**Exercise aim**
Your answer should consist of every line in the records that holds "detected".

**Data shown**
PR #614, opened 2025-12-05
test: configuration snapshot tests

tristanls-tbp:

As we still have numerous configuration improvements to make, I wanted to assert some control and stability over the configurations so that all our changes are deliberate and we identify mistakes quickly without having to run any benchmarks.

This is what a test failure looks like:

Screenshot 2025-12-09 at 09 27 46

From the `test/conf/README.md`:

# Snapshot testing

The purpose of snapshot tests is to ensure that any changes to configurations are deliberate.

## Why?

Because the configurations use inheritance and are assembled from many smaller configurations files, a small change in one of the configuration files can have cascading effects across all configurations. This may not be immediately apparent from the small diff in the one configuration file that changed.

By failing a snapshot test every time a configuration is changed, we ensure that the overall cascading effects are deliberate.

## Updating snapshots

Once you observe failing tests and decide that the final configuration changes are as intended, follow this two-step checklist:

1. Run `python conf/update_snapshots.py`. This automatically updates all of the snapshots to reflect the current configurations. After this, your tests will once again pass, since you are comparing generated configs to the ones you just generated.

2. Commit the `tests/conf/snapshots` changes to source control to confirm that all changes are intended.

### DIFF
--- a/pyproject.toml
+++ b/pyproject.toml
@@ -261,14 +261,12 @@ ignore = [
     "S101", # S101: Use of `assert` detected
     "S104", # S104: Possible binding to all interfaces
     "S301", # S301: `pickle` and modules that wrap it can be unsafe when used to deserialize untrusted data, possible security issue
-    "S311", # S311: Standard pseudo-random generators are not suitable for cryptographic purposes
     "S605", # S605: Starting a process with a shell, possible injection detected
     "SIM102", # SIM102: Use a single `if` statement instead of nested `if` statements
     "SIM108", # SIM108: Use ternary operator {contents} instead of if-else-block
     "SIM117", # SIM117: Use a single `with` statement with multiple contexts instead of nested `with` statements
     "SIM118", # SIM118: Use `key in dict` instead of `key in dict.keys()`
     "SLF001", # SLF001: Private member accessed: {access}
-    "SLOT001", # SLOT001: Subclasses of `tuple` should define `__slots__`
     "TC001", # TC001: Move application import {} into a type-checking block
     "TC002", # TC002: Move third-party import {} into a type-checking block
     "TD001", # TD001: Invalid TODO tag: `FIXME`
--- a/tools/future_work_widget/run_local.py
+++ b/tools/future_work_widget/run_local.py
@@ -36,7 +36,7 @@ def main():
     with tempfile.NamedTemporaryFile(mode="w", suffix=".json", delete=False) as tmp:
         index_file = Path(tmp.name)
 
-    generate_index(str(docs_dir), str(index_file))
+    generate_index(str(docs_dir), index_file)
     result = build(index_file, output_dir, docs_snippets_dir)
     index_file.unlink()
     logger.info(result.model_dump_json(exclude_none=True, indent=2))
--- a/tools/github_readme_sync/cli.py
+++ b/tools/github_readme_sync/cli.py
@@ -124,7 +124,11 @@ def main():
         rdme.delete_version()
 
     elif args.command == "generate-index":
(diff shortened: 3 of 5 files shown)


tests/conf/conf_test.py
```diff
@@ -0,0 +1,72 @@
...
+            )
+            # force resolving the config for any parsing errors
+            OmegaConf.to_object(config)
+            current_config_yaml = OmegaConf.to_yaml(config)
+            try:
+                snapshot_config_yaml = snapshot_path.read_text()
+            except FileNotFoundError:
+                snapshot_config_yaml = None
+            if snapshot_config_yaml is not None:
+                assert snapshot_config_yaml == current_config_yaml
```
vkakerbeck: It would be good to throw a useful error message here to point the user to the readme on how to update the snapshots

tests/conf/conf_test.py
```diff
@@ -0,0 +1,72 @@
...
```
vkakerbeck: Same here, an error message would be useful since it requires the used to take specific steps (check if changes are deliberate & update snapshots)

tests/conf/conf_test.py
jeremyshoemaker: The `assert` statement can take a second argument that will allow customizing the message it prints.

E.g.:
```suggestion
                assert snapshot_config_yaml == current_config_yaml, "<failure message to display>"
```

tristanls-tbp:
> We might want to include the test configs since some of those inherit from the main configs and would be affected by any changes there.

@jeremyshoemaker, after some thought, I don't think this is necessary. The tests test themselves. For instance, if a main configuration affects an existing test, the existing test will fail on its own, without requiring any additional configuration testing.

tristanls-tbp:
@vkakerbeck, @jeremyshoemaker, I updated the AssertionError to include a reference to the README while retaining the details of which specific lines changed.

Screenshot 2025-12-09 at 09 27 46

jeremyshoemaker:
> @jeremyshoemaker, after some thought, I don't think this is necessary. The tests test themselves. For instance, if a main configuration affects an existing test, the existing test will fail on its own, without requiring any additional configuration testing.

It's possible the configs could subtly change without breaking the tests, though in that case I'm not sure if it's actually a problem or not. I'd feel better if we checked them too, but if you don't think it's a problem, then I'm fine with that.

jeremyshoemaker (approved):

tristanls-tbp:
>It's possible the configs could subtly change without breaking the tests, though in that case I'm not sure if it's actually a problem or not.

In my mind, the primary use case for benchmark and tutorial configs is that we only run them occasionally, so the config tests that run in every PR provide a faster feedback loop. Since tests also run every PR, if they break, the feedback loop is already fast. However, I'm unsure how to conceptualize the scenario you highlighted, where config changes occur, but the test doesn't fail. What comes to mind is that it might be a flawed test, but testing for flawed tests feels like another layer of testing that, to me, seems excessive at this time.

jeremyshoemaker:
> However, I'm unsure how to conceptualize the scenario you highlighted, where config changes occur, but the test doesn't fail.

It's pretty straightforward. The config could be over-specifying things that the test doesn't care about.

tristanls-tbp:
>It's pretty straightforward. The config could be over-specifying things that the test doesn't care about.

In that case, I would say that making a test fail due to something the test doesn't care about would be unnecessary noise.

jeremyshoemaker:
> In that case, I would say that making a test fail due to something the test doesn't care about would be unnecessary noise.

Yeah, the more I think about it, the more I agree with you.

**Solution**
     "S101", # S101: Use of `assert` detected
     "S605", # S605: Starting a process with a shell, possible injection detected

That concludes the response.